What you should do
Report how many lines of these entries hold the string "have"; reply with the number alone.

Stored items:
========

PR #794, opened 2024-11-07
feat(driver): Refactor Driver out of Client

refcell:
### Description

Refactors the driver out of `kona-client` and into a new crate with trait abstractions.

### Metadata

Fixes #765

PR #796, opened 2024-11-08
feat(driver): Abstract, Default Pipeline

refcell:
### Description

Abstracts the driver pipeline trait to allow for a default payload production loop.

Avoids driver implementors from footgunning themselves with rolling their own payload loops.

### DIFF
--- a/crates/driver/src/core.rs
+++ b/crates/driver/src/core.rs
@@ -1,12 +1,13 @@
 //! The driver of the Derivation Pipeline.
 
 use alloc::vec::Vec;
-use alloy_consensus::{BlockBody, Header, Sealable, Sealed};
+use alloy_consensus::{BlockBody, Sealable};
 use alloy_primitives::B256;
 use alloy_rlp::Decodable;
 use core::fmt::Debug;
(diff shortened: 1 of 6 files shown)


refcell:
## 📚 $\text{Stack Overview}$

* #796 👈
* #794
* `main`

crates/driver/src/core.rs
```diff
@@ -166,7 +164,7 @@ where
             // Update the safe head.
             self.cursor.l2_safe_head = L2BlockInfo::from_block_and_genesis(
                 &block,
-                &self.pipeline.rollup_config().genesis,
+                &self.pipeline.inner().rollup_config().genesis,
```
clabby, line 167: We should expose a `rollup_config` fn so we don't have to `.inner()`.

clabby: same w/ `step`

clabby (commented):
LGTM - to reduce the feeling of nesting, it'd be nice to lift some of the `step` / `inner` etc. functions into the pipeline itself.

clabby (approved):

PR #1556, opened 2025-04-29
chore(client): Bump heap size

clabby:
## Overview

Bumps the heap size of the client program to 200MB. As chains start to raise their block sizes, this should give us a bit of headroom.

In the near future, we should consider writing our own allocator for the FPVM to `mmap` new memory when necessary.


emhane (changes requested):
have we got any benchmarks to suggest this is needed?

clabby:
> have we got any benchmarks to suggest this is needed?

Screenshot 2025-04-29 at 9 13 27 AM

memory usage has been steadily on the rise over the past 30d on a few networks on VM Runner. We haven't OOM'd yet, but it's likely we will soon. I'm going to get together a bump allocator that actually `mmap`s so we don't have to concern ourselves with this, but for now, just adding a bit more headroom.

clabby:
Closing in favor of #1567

========

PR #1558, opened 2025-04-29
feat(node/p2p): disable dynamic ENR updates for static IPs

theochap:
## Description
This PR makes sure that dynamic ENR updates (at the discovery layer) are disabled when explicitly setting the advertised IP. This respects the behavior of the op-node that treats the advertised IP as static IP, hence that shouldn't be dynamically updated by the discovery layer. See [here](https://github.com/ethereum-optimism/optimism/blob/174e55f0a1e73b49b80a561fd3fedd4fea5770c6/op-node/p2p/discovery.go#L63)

========

Answer space
4